Unfortunately all I hear is crickets. :therethere: Until then humans have to learn the hard way and feel a sense of loss before they value something and by then it may be too late. In history societies with overtaxation and large bureaucracies with large benefits and few people described as middle class with the rest considered poor is often the norm. To have a large middle class and generally more equality would require the public to be inspired to achieve and produce more or equal to consumption and so far only modestly taxed societies have achieved this.

and "Ahnuld" is sounding the debt alarm:

http://online.wsj.com/article/SB100...5449813071709510.html?mod=WSJ_Opinion_LEADTop
 
Classical Liberals are different than reform liberals. Conservatives in the past were for mercantilism and Liberals for free trade. As liberal parties changed to reform liberalism the classical liberals moved into conservative parties. Of course this is more for my country but it's similar in most of the English speaking world. In Europe some conservatives are called Neo-Liberal so the term can still be applied to the right politically.

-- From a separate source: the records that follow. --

PR #16785, opened 2022-09-15
chore: POC - List v2 - Introduces currentViewItems and currentRow + Refactoring

### LINKED ISSUE #16422: List V2 POC:  Meta child widgets properties on List widget property
Make the individual properties of the widgets defined in the Entity Definition be available in the List widget.
Eg. `text`, `value` property of the Input widget be made available to the List widget.

ashit-rath:
## Description
Introduces 2 properties and refactors the meta widget generation logic
`currentViewItems` - Belongs to list widget which returns the current view's widget's properties
`currentRow` - special keyword to refer any other widget in the same row, Eg - `{{currentRow.Input1.text}}``

Fixes #16422


Tooluloope:
@ashit-rath `currentItemsView` or `currentViewItems`

ashit-rath:
@Tooluloope  In code i did `currentViewItems` but in description I mentioned it as `currentItemsView`. Let me update

app/client/src/widgets/ListWidgetV2/MetaWidgetGenerator.ts
```diff
@@ -0,0 +1,675 @@
...
+};
+
+type GenerateMetaWidgetChildrenProps = {
+  index: number;
+  parentId: string;
+  templateWidget: FlattenedWidgetProps;
+  rowIndex: number;
+};
+
+type generateMetaWidgetReturn = {
```
Tooluloope, line 78: can this be `GeneratedMetaWidget`

app/client/src/widgets/ListWidgetV2/MetaWidgetGenerator.ts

Well this is the wikipedia dumbed down version, but anyways...

In North America Conservatives don't like that Liberal was coopted by the left.

This isn't exactly true.
 
I read the article.

"And in the past 30 years, they've funneled more than $100 million into dozens of political organizations, many of which are trying to steer the country in a more libertarian direction."

Are you saying that is wrong?

God bless anyone promoting less goverment control and more personal freedom.

Liberty is worth more than 100 million.

Koch tried running several times and failed, he discovered that manufacturing opinion works better for his cause. Do I think that's wrong? I think it's disingenuous at the very least.

They are not exactly looking for more personal freedom, they just want their industry to regulated less so that they can cut more corners and make more money.